● **Task details**:
Starting with the first line of the records, write out each line exactly until you have included the line containing "This addresses an".

● **Available data**:

PR #2364, opened 2025-03-17
[bugfix, enhancement] Address affinity bug by using threadpoolctl/joblib for n_jobs dispatching

icfaust:
## Description

This addresses an issue related to linux thread control using affinity.  New tests added which validated n_jobs when a reduced number of threads are available, set by the affinity. This requires 4 threads/CPU cores be made available to the main python pytest process in order to have proper functionality, meaning that this test does not run on azure pipelines runners, but only on intelci and github actions.

This change was needed in order to have scikit-learn-intelex properly work on thread-limited Kubernetes pods.

---

**Testing**

**Performance**


daal4py/sklearn/_n_jobs_support.py
```diff
@@ -79,59 +76,42 @@ def _run_with_n_jobs(method):
...
-        old_n_threads = get_n_threads()
-        if n_jobs == old_n_threads:
-            return method(self, *args, **kwargs)
 
-        try:
+        if not self.n_jobs:
+            n_jobs = cpu_count()
+        else:
+            n_jobs = (
+                self.n_jobs if self.n_jobs > 0 else max(1, cpu_count() + self.n_jobs + 1)
```
david-cortes-intel, line 101: I think a value of zero here would differ from the behavior in `joblib` used by sklearn.

daal4py/sklearn/_n_jobs_support.py
```diff
@@ -79,59 +76,42 @@ def _run_with_n_jobs(method):
...
-            else:
-                n_jobs = max(1, n_threads + n_jobs + 1)
-        # branch with set n_jobs
-        old_n_threads = get_n_threads()
-        if n_jobs == old_n_threads:
-            return method(self, *args, **kwargs)
 
-        try:
+        if not self.n_jobs:
+            n_jobs = cpu_count()
```
david-cortes-intel, line 98: Would this later on get limited to the number of physical cores from oneDAL side?

daal4py/sklearn/_n_jobs_support.py
```diff
@@ -19,53 +19,50 @@
...
 
+    def validate_parameter_constraints(n_jobs):
+        if n_jobs is not None and n_jobs.__class__ != int:
+            raise TypeError(
+                f"n_jobs must be an instance of int, not {n_jobs.__class__.__name__}."
+            )
+
+
+class oneDALLibController(threadpoolctl.LibController):
+    user_api = "oneDAL"
```
david-cortes-intel, line 44: These could be in lower case to be more consistent with `threadpoolctl`.

daal4py/sklearn/_n_jobs_support.py
david-cortes-intel: Per their docs:
https://joblib.readthedocs.io/en/stable/generated/joblib.Parallel.html
> If n_jobs = 0 then a ValueError is raised.

icfaust: Good catch. I'll redefine the param_constraint definition for this.

icfaust: Looks like that was the wrong way to go, scikit-learn lets joblib raise an error, not via param constraints, added a comment and added an ```elif self.n_jobs == 0:```.

daal4py/sklearn/_n_jobs_support.py
icfaust: I'll be honest, I'm not 100% sure yet.  The default in the threading.h in daal will set it to the number of CPUs, but with the affinity I didn't spend the full time to track the default setting there.

sklearnex/linear_model/incremental_ridge.py
```diff
@@ -112,7 +112,7 @@ class IncrementalRidge(IntelEstimator, MultiOutputMixin, RegressorMixin, BaseEst
             "fit_intercept": ["boolean"],
             "alpha": [Interval(numbers.Real, 0, None, closed="left")],
             "copy_X": ["boolean"],
-            "n_jobs": [Interval(numbers.Integral, -1, None, closed="left"), None],
```
icfaust, line 115: Reviewers: let me know if I should remove n_jobs from this and the other estimator entirely in order to minimize maintenance cost (all other estimators get the kwarg from _n_jobs_support.py, so far that I see).

daal4py/sklearn/_n_jobs_support.py
```diff
@@ -19,53 +19,50 @@
...
+from daal4py import _get__daal_link_version__, daalinit, num_threads
 
 from ._utils import sklearn_check_version
 
 if sklearn_check_version("1.2"):
     from sklearn.utils._param_validation import validate_parameter_constraints
+else:
 
+    def validate_parameter_constraints(n_jobs):
+        if n_jobs is not None and n_jobs.__class__ != int:
```
david-cortes-intel, line 37: Joblib and sklearn do not have the constraint that n_jobs needs to be a built-in `int` type. Sklearn for example will happily accept numpy scalars:
```python
import numpy as np
X = rng.random(size=(100,3))
y = rng.random(size=X.shape[0])
from sklearn.ensemble import RandomForestRegressor
model = RandomForestRegressor(n_jobs=np.int64(2))
model.fit(X, y)
```

You could try checking if it is a subdtype of `np.integer`.

icfaust: good catch. Thanks will change.

david-cortes-intel:
CI failures are from `test_memory_usage.py`. They might be just sporadic issues, but given the numbers it shows:
```
E           AssertionError: Size of extra allocated memory after using garbage collector is greater than 15.0% of input data
E             	Algorithm: IncrementalBasicStatistics(result_options=['min', 'max', 'sum', 'mean',
E                                                        'variance', 'variation',
E                                                        'sum_squares', 'standard_deviation',
E                                                        'sum_squares_centered',
E                                                        'second_order_raw_moment'])
E             	Input data size: 808000 bytes
E             	Extra allocated memory size: 5297461 bytes / 655.63 %
E           assert 5297461 < (0.15 * 808000)
```

It looks like this PR could be making the algorithms run with more threads than they were using before. Is that intended?

daal4py/sklearn/_n_jobs_support.py
david-cortes-intel: Looks like setting the number of threads like this would not result in that number later on getting limited to the number of physical cores. How about passing argument `only_physical_cores=True` here?

david-cortes-intel: Tried adding a line to print this value here: https://github.com/uxlfoundation/oneDAL/blob/31cafec9950f1db352b639dafad5875971ca00fe/cpp/daal/src/threading/threading.cpp#L267
.. and from what I see, it is indeed set to the result of `cpu_count(False)`.

david-cortes-intel: Although from some further testing, this behavior _also_ appears to be the same in the current main branch.

daal4py/sklearn/_n_jobs_support.py
```diff
@@ -19,53 +19,50 @@
...
+class oneDALLibController(threadpoolctl.LibController):
+    user_api = "onedal"
+    internal_api = "onedal"
+
+    filename_prefixes = ("libonedal_thread", "libonedal")
+
+    def get_num_threads(self):
+        return num_threads()
+
+    def set_num_threads(self, nthreads):
```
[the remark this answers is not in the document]
david-cortes-intel: Actually on a further look, it _does_ already have a mutex on the daal side. Still better to document this behavior being global.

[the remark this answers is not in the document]
icfaust: Sounds good, will do!

sklearnex/tests/test_run_to_run_stability.py
```diff
@@ -55,9 +55,6 @@
     sklearn_clone_dict,
 )
 
-# to reproduce errors even in CI
-d4p.daalinit(nthreads=100)
```
icfaust, line 59: Removing this causes all sorts of memory leak check test failures, not just in windows and not just with pandas.

icfaust:
This last run is very useful/interesting. it shows that:
1) linux and windows
2) both GitHub actions and azure pipelines 
3) for daal4py (logistic regression) and onedal
4) many different estimators.
5) Different input datatypes

im very worried about our malloc routines in daal. Thoughts @david-cortes-intel @Vika-F

david-cortes-intel:
> This last run is very useful/interesting. it shows that:
> 
> 1. linux and windows
> 2. both GitHub actions and azure pipelines
> 3. for daal4py (logistic regression) and onedal
> 4. many different estimators.
> 5. Different input datatypes
> 
> im very worried about our malloc routines in daal. Thoughts @david-cortes-intel @Vika-F

Perhaps there could be memory leaks, but I'm not sure that we can conclude anything from these tests alone.

I see that some are for cases where the input is from DPCTL - does it set flags like `SYCL_PI_LEVEL_ZERO_DISABLE_USM_ALLOCATOR` for example? Might also be a better idea to set `PYTHONMALLOC=malloc`, and maybe `LD_PRELOAD=jemalloc.so` on linux, given the way in which the test is structured.

But what'd be even better is to run them through valgrind and asan to see if there are any reports of leaks coming specifically from oneDAL or sklearnex. We unfortunately get a lot of false positives from numpy, scipy, pybind11, and others that make it hard to browse logs; but true leaks should definitely show up there.

Alexsandruss:
@Mergifyio update

icfaust:
@Alexsandruss I updated, let me know if there is anything I can do to help.

sklearnex/tests/test_memory_usage.py
```diff
@@ -114,7 +114,7 @@ def gen_functions(functions):
 
 data_shapes = [
     pytest.param((1000, 100), id="(1000, 100)"),
-    pytest.param((2000, 50), id="(2000, 50)"),
+    pytest.param((2000, 40), id="(2000, 40)"),
```
Alexsandruss, line 117: This change alone makes memory usage test failures. @icfaust, what is the reason for it?

icfaust: My goal was to see if I could tweak the parameters to make it either completely disappear or be consistent, giving a way to properly address the issue. Is this something you can now reproduce locally?

Alexsandruss: Test failures disappear locally if data shape change is reverted. Not sure if it will be the same in CI.
Lower data shapes are more likely to cause failures because base memory usage takes larger percentage of data size.

syakov-intel:
GitHub currently reports this branch as CONFLICTING with main. This work is directly relevant to current high-core Random Forest testing, so please rebase it onto current main before further validation. After rebasing, please rerun the affinity and memory suites and assert that the effective process CPU affinity exactly matches the requested CPU set; combining taskset and numactl in the wrong order can silently widen affinity to SMT siblings.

● **Written response**:
PR #2364, opened 2025-03-17
[bugfix, enhancement] Address affinity bug by using threadpoolctl/joblib for n_jobs dispatching

icfaust:
## Description

This addresses an issue related to linux thread control using affinity.  New tests added which validated n_jobs when a reduced number of threads are available, set by the affinity. This requires 4 threads/CPU cores be made available to the main python pytest process in order to have proper functionality, meaning that this test does not run on azure pipelines runners, but only on intelci and github actions.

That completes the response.